The purpose of Decision Analysis II: Quantitative Reasoning is to provide educational leaders with the ability to use data to effectively inform decision making. This course introduces students to quantitative research methods and teaches students to use statistical software to describe, visualize, and analyze data.

Students are required to take this course during the second year of their Doctor of Education (Ed.D) program. These Ed.D students are typically mid-career K-12 and higher education leaders most interested in the practical application of what they learn. EDD students take their courses as a cohort of 25-30 students. For practitioners who are new to quantitative research methods, the most valuable aspect of this course is working through data analysis problems during class. In the classroom, they are supported by their instructor and classmates and receive immediate feedback which facilitates learning.

In its current form, the course is offered as a series of weekend sessions over the summer semester. Each class period lasts a full day and is broken up into multiple topics per day. For each topic, the instructor lectures and then students work on a problem set individually or with a group. The traditional classroom lecture model condensed into day-long classroom sessions poses a challenge to student learning, and time spent lecturing during class reduces time to practice application. To increase the opportunity for hands-on learning during class time, we redesigned the course as a flipped classroom model.

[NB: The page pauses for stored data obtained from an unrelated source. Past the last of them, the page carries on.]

PR #2838, opened 2025-01-21
Disable notify in ‘test’

davidatkinsuk:
We disable notify in test as we use the environment for load testing, and notify is a 3rd party service outside of the scope of load testing


muhammad-elabdulla (approved):
LGTM

PR #2843, opened 2025-01-22
APS-1617 Updated job to use the correct json path.

vbala-moj:
[https://dsdmoj.atlassian.net/browse/APS-1617](url)


davidatkinsuk (approved):
LGTM 👍

PR #2845, opened 2025-01-22
Move common logic into CAS1TimelineService

davidatkinsuk:
This is in preparation for changes to the timeline response


muhammad-elabdulla (approved):
LGTM

PR #2891, opened 2025-01-30
CAS-1374 Map new prisoner api client to nomis credentials

muhammad-elabdulla:
This PR is to map new prisoner api client to nomis credentials


davidatkinsuk (approved):
LGTM 👍

PR #2893, opened 2025-01-30
Sync CAS3 Circle CI e2e config

aliuk2012:
We noticed that the config being used here was very different from the config in CAS UI repo itself. CAS3 UI Repo config looks fresher than this version and so we decided to update this one to match cas3 ui config


davidatkinsuk (approved):
LGTM

PR #2895, opened 2025-01-30
Clone CAS3 repo to run e2e in circle ci

aliuk2012:
We cant just call `checkout` in circle ci becaus we need to checkout cas 3 repo and not the api repo.

Reintroduce steps that were removed as part of from https://github.com/ministryofjustice/hmpps-approved-premises-api/pull/2893

### DIFF
--- a/.circleci/config.yml
+++ b/.circleci/config.yml
@@ -321,7 +321,16 @@ jobs:
         type: string
         default: dev
     steps:
-      - checkout
+      - run:
+          name: Checkout e2e repo
+          command: |
+            git clone https://github.com/ministryofjustice/hmpps-temporary-accommodation-ui.git .
+      - run:
+          name: install
+          command: apt-get install xz-utils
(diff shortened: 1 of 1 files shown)


.circleci/config.yml
```diff
@@ -321,7 +321,16 @@ jobs:
...
         default: dev
     steps:
-      - checkout
+      - run:
+          name: Checkout e2e repo
+          command: |
+            git clone https://github.com/ministryofjustice/hmpps-temporary-accommodation-ui.git .
+      - run:
+          name: install
+          command: apt-get install xz-utils
```
aliuk2012, line 330: I'm not 100% sure if these are needed for cypress. CAS3 is the only repo thats using cypress for e2e. CAS1 & CAS2 use playwright. 
This run step was removed from the previous attempt at syncing the configs

brimchugh (approved):

PR #2897, opened 2025-01-30
Feature/aps 1879 add dont remove role option to user seed

davidatkinsuk:


src/main/kotlin/uk/gov/justice/digital/hmpps/approvedpremisesapi/seed/AbstractUsersSeedJob.kt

Approach: Flipped Classroom

Students will complete an online module prior to class. The module includes videos of the instructor delivering lectures and links to supplementary materials. After viewing the lectures, students will answer a question that applies the concepts to a practitioner specific example. The questions are meant as formative assessments for students to gage their understanding of the material. The module also includes a discussion board for students to annonomously submit any remaining questions to be addressed in class. Class time is devoted to student questions, discussion, and hand-on application. The instructor will be available to help as students have questions about data, coding, and analysis – challenges that could be very frustrating for students to work through on their own, outside of class in the traditional model.

In Summer 2019, we applied the flipped classroom model to the lecture on statistical inference and estimation. To understand inference, students must understand a set of interrelated concepts that build upon each other. These concepts are best learned with reinforcement over time. However, Decision Analysis is traditionally structured in a way that students are expected to learn all of these components of inference in one class period. This puts a large cognitive load on students that hiders their learning. By providing lectures online, students can view the content at their own pace and review lectures multiple time, reducing this cognitive load.

Assessment

The purpose of this research is to understand how students in Decision Analysis experience this flipped classroom model. Specifically, my research question is: How do students experience engaging with an online/in-person hybrid quantitative methods course? At the end of the course, students will complete a survey assessing the extent to which students use the online tools and which components of the model were the most beneficial for their learning and engagement. Responses will be coded, noting different patterns of use and common feedback about student experiences. The results of this survey are intended to be formative to assess which components of the flipped classroom model may be scaled up from one unit to all course content in future sections of this course.